Steamboat Chamber CEO Sarah Leonard, providing the business community’s perspective, highlighted that the local workforce is already carrying “the crushing weight of cost of living here anyways,” and warned the new charges add another expense for employees. 

She said many workers commute from Hayden, Craig or Oak Creek, where there are limited park-and-ride options. She also warned the paid parking could push customers toward downtown or other destinations. 

“A specific concern from a business up there is from the hospital,” said Leonard. “The hospital is used for overflow now, but if it becomes more utilized, what the hospital doesn’t want to have happen is to have to go into a permit or a validated parking system.” 

“That’s hard if you have a loved one in the ER and you forget to validate your parking,” she added. “Your day goes from bad to worse.”
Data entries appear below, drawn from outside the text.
PR #1043, opened 2026-08-29
fix(fleet): rule how a refuter observes a test run, at all three refuter dispatch sites

### LINKED ISSUE #503: fleet refuter briefs: 'until grep <marker>' polling on a node --test log hard-deadlocks — 3 of 5 refuters reached for it independently
Measured during `/fleet:run-team`, PR #498's fix-apply pass, 2026-08-16.

## What happened

A refuter dispatched by `fix-pr-498` wedged permanently on its own polling loop:

```sh
until grep -q "^# fail" .../pr498/f0/mut_a.txt 2>/dev/null; do sleep 20
```

Its `mut_a.txt` ended:

```
ℹ tests 520
ℹ pass 517
ℹ fail 0
```

`grep -c "^# fail" mut_a.txt` → **0**. The agent waited on the `#` pipe-reporter prefix while `node --test` wrote the `ℹ` terminal prefix. The marker can never appear, so the loop is infinite. Transcript frozen 15+ minutes; the agent had to be killed by the controller and its finding went **unchecked**.

## Why this is a pattern, not one agent's slip

**3 of 5 refuters in one dispatch independently reached for the same idiom.** A second (`f8`) used `until grep -q 'MUT_RC=' mut2.txt` and survived only because its writer does append that marker.

## The `ℹ` vs `#` split is already known here — as a *reading* bug

`review-and-fix.md` warns about the same prefix split for the zero-test rule (`tests 0` is a FAILED run). This is that same split resurfacing as a **liveness** bug: not "the agent misread the result" but "the agent can never observe a result at all". The existing warning does not cover it, because it is phrased as a rule about interpreting output that has already arrived.

## Suggested fix

In the refuter brief — `workflows/review-pr.js`'s refuter prompt, and the fix-applier's refuter brief in `skills/fleet/skills/run-team/SKILL.md` — state that a refuter runs its verification command **synchronously and reads the exit code**, and must never poll a log file for a completion marker. If a marker check is genuinely wanted, it must be prefix-agnostic: `grep -E "^(ℹ|#) fail"`.

## Also worth pinning

A frozen transcript is **not** a dead agent — it can be a blocked tool call. The two are distinguishable only from the agent's scratch dir: here the record counts were unchanged across two polls while `pin.log` / `mut2.txt` / `base.log` all carried fresh mtimes. Any guidance about detecting a stalled member should say that.

## Not fixed in this run, deliberately

`run-team/SKILL.md` is edited by two open PRs (#498, #499) right now, and `review-pr.js`'s refuter prompt is in active use by #499's running review — changing it mid-review would alter behavior under a review already in flight.

Related: #496 (same refuter prompt, scratch-dir and cd-chaining rules).

feigi:
Closes #503

Sizing: heavy

## What this does

The refuter briefs told an agent to verify by RUNNING something and never said how to **observe** the result. Measured consequence: refuters reach for `until grep -q "<marker>" <log>; do sleep N`, and one waited on the tap `#` prefix while node wrote the spec one — the marker could never appear, the loop was infinite, and the finding went unchecked.

Per the ticket's scope ruling, this states **the rule about matching node's reporter output**, in the refuter briefs. It does not sweep the pins (#514 owns those).

## The measurements, reproduced rather than copied

All on node v26.7.0, `node --test` over a three-test file, piped through `cat -v`:

| condition | summary line |
|---|---|
| `env -u FORCE_COLOR`, piped | `ℹ pass 3` |
| `FORCE_COLOR=1`, piped | `^[[34mℹ pass 3^[[39m` |
| `env FORCE_COLOR=`, piped | `^[[34mℹ pass 3^[[39m` |
| TTY via `script -q /dev/null`, no `FORCE_COLOR` | `^[[34mℹ pass 3^[[39m` |

Three things fall out, and the third is why the narrow fix would have shipped a broken rule:

- **The colored line begins with ESC**, so an anchor on *either* prefix matches nothing — empty output at exit 0, indistinguishable from a hung run and from a zero-test run. Accepting both prefixes is necessary but **not sufficient**; SGR must be stripped too.
- **`FORCE_COLOR=` empty colors identically to `FORCE_COLOR=1`** — the claimed control is confirmed *not* a control. `env -u FORCE_COLOR` is, and the rule says so.
- **A TTY colors on its own**, with `FORCE_COLOR` unset entirely. So the SGR hazard is not reachable only by forcing color.

**One axis I could not reproduce, stated rather than asserted:** only node v26.7.0 is installed here and it emits the spec prefix *even when piped*, so the tap `#` form appeared only under an explicit `--test-reporter=tap`, never as a version default. The rule is therefore written to be **safe** under a prefix this machine cannot produce — demanding SGR stripping rather than resting on a prefix alternation — instead of asserting a version boundary I did not observe.

## Three dispatch sites, not two

The brief named two. `grep -rn 'Try to REFUTE this finding'` at the shipping commit reports the instruction quoted **verbatim** in a third: `review-and-fix.md` step 2, which `/fleet:review-and-fix` hands to a refuter word for word.

Widening is not my invention — `refuter-scratch-prose.test.mjs`'s own header already ruled it: *"A fix added to only one is the one that does not reach whichever path a given caller takes, so both slices are pinned here."* The brief's stated blocker for widening was a collision with PR #939, which is **merged**; no open PR touches any of the three files.

`review-and-fix.md`'s zero-test rule — the part the brief put out of scope — is untouched.

## Wording

Follows the existing CI precedent in `run-team/SKILL.md` (*"prefer ONE blocking `gh run watch` to a poll loop … permission to look, never as the verdict"*) rather than inventing a second idiom. The clause also states what a refuter **may** still do — reading a log the run has already finished writing is fine — so the ban cannot be read as forbidding a legitimate synchronous check.

## Verification

`skills/fleet/scripts/reporter-output-rule-prose.test.mjs`, five pins × three sites. Each keeps the two halves of a rule in **one span**, because for each one a single half was the measured defect.

Mutation-tested both ways, 10 mutants, every one confirmed applied before its run:

- 7 destructive mutants (splice into the poll ban; drop the SGR half; drop the reason `FORCE_COLOR=` is not a control; drop the pattern-would-have-missed half; spell the polling idiom; and the SGR/poll-ban halves on the other two sites) each red **exactly** their intended pin, zero collateral.
- 3 must-stay-green mutants (a reflow across the blockquote gutter; an edit after the slice; an edit to a clause inside the slice these pins do not own) stay green.

Settling commands re-run at `d56612a`:

```
$ for f in workflows/review-pr.js skills/fleet/skills/run-team/SKILL.md skills/fleet/commands/review-and-fix.md; do ... done
workflows/review-pr.js:                     poll-ban=1 force_color=1 prefixes=1
skills/fleet/skills/run-team/SKILL.md:      poll-ban=1 force_color=1 prefixes=1
skills/fleet/commands/review-and-fix.md:    poll-ban=1 force_color=1 prefixes=1

$ grep -rn 'until grep\|do sleep' <the three briefs>
rc=1   # no match — the acceptance criterion's pass
```

`node --test skills/fleet/scripts/*.test.mjs` → **1412 pass, 0 fail, 0 skipped, 0 cancelled**.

Leonard also pointed to a more vulnerable group: people with limited mobility. She said there is a “transportation desert” between Steamboat Boulevard, Fish Creek Falls Road and Amethyst Drive, and argued that for people who cannot easily walk hills or depend on transit, the new policy may leave them with few choices.

Muntean read a list of concerns that had come in through emails and public comments, including the burden on solo skiers, adults with children and residents with less flexibility to plan ahead. 

Garey said affordability should remain front and center. 

“We know that affordability in this community is a major issue,” she said, and the paid-parking policy is “just one more aspect that adds to that.”

The resort said it does not intend for the plan to punish locals. Hunter said the resort views locals as guests just the same as visitors, but that changing behavior by reducing single-occupancy vehicles is the “driving force.” 

He pushed back on the notion that the resort should soften the policy so much that it loses its purpose, saying that if the answer is simply to let everyone park free, “that’s not going to solve the problem we’re trying to solve.”

LaMotte said that the resort has launched two surveys: one to all base area businesses and one to all properties in the base area with proximity to the Meadows lot or to a bus stop with adjacent parking. The goal of the surveys is to gain a greater understanding of parking needs and concerns.

Garey also pressed resort officials on what public outreach and engagement they implemented prior to announcing the changes, to which LaMotte responded that the sole outreach at that point was making the announcement prior to the 2026-27 Ikon Pass going on sale. 

A next meeting, tentatively expected to take place sometime in May, will dive more deeply into mitigation strategies and who absorbs consequences of paid parking.